Биография его любопытна. Он родился в Баварии и двадцатидвухлетним юношей принял активное участие в революционном движении 48-го года. Сильно скомпрометированный, он бежал и сначала нашел приют у одного бедного республиканца, часового мастера в Триесте. Оттуда он пробрался в Триполи с запасом дешевых часов для уличной продажи. Начало неважное, но Штейну посчастливилось, ибо там он наткнулся на одного путешественника — голландца, пользовавшегося, кажется, известностью (имя его я позабыл). Это и был тот самый натуралист, который пригласил его в качестве своего помощника и увез на Восток. Больше четырех лет они путешествовали по Архипелагу, собирая насекомых и птиц. Затем натуралист отправился на родину, а Штейн, не имевший родины, остался с одним старым торговцем, которого он встретил во время своих путешествий в глубь острова Целебеса, — если допустить, что Целебес имеет какую-то «глубь». Этот старый шотландец, единственный белый, которому разрешили проживать в то время в этой стране, был привилегированным другом главного правителя страны Уаджо. Тогда этим правителем была женщина.
Я часто слышал рассказ Штейна о том, как старик (одна сторона которого была слегка парализована) представлял его ко двору. Вскоре после этого, от нового удара, старик умер. Это был грузный человек, с бородой патриарха и внушительной осанкой. Он вошел в зал совета, где собрались все раджи, пангераны и старшины, а королева — жирная, морщинистая женщина (по словам Штейна, очень бойкая на язык) — возлежала на высоком ложе под балдахином. Старик, опираясь на палку, волочил ногу. Взяв Штейна за руку, он подвел его к самому ложу. «Смотри, королева, и вы, раджи, это — мой сын, — возвестил он громогласно. — Я торговал с вашими отцами, а когда я умру, он будет торговать с вами и сыновьями вашими».

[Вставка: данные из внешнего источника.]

PR #699, opened 2015-11-17
Bugfixes for ERMD2WEditToOneTypeAhead

fbarthez:
Fixes several issues with ERMD2WEditToOneTypeAhead:
 * when used in an embedded to-many context, the previously selected object would remain selected on a subsequent invocation on another related object
 * caused premature display of validation errors due to the use of the parent's update container
 * no way to set a fetch limit
 * typo in key name (typeAheadMinimumCharaceterCount)

HEADS UP: People who have rules with the D2W key "typeAheadMinimumCharaceterCount" will have to update them, otherwise the default value of "3" will be applied. The fixed name is "typeAheadMinimumCharacterCount".

### DIFF
--- a/Frameworks/D2W/ERModernDirectToWeb/Components/Nonlocalized.lproj/ERMD2WEditToOneTypeAhead.wo/ERMD2WEditToOneTypeAhead.wod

Благодаря этой простой формальности Штейн получил в наследство привилегированное положение шотландца, вместе с запасами его товаров и укрепленным домом на берегах единственной судоходной реки в стране. Вскоре после этого старая королева, столь бойкая на язык, умерла, и в стране началась смута, ибо появились многочисленные претенденты на престол. Штейн присоединился к партии младшего сына, того самого, о котором он тридцать лет спустя говорил не иначе, как «мой бедный Мохамед Бонзо». Они совершили бесчисленные подвиги; оба были искателями приключений, и целый месяц с горсточкой приверженцев выдерживали осаду в доме шотландца против целой армии. Кажется, туземцы и по сей день толкуют об этой войне.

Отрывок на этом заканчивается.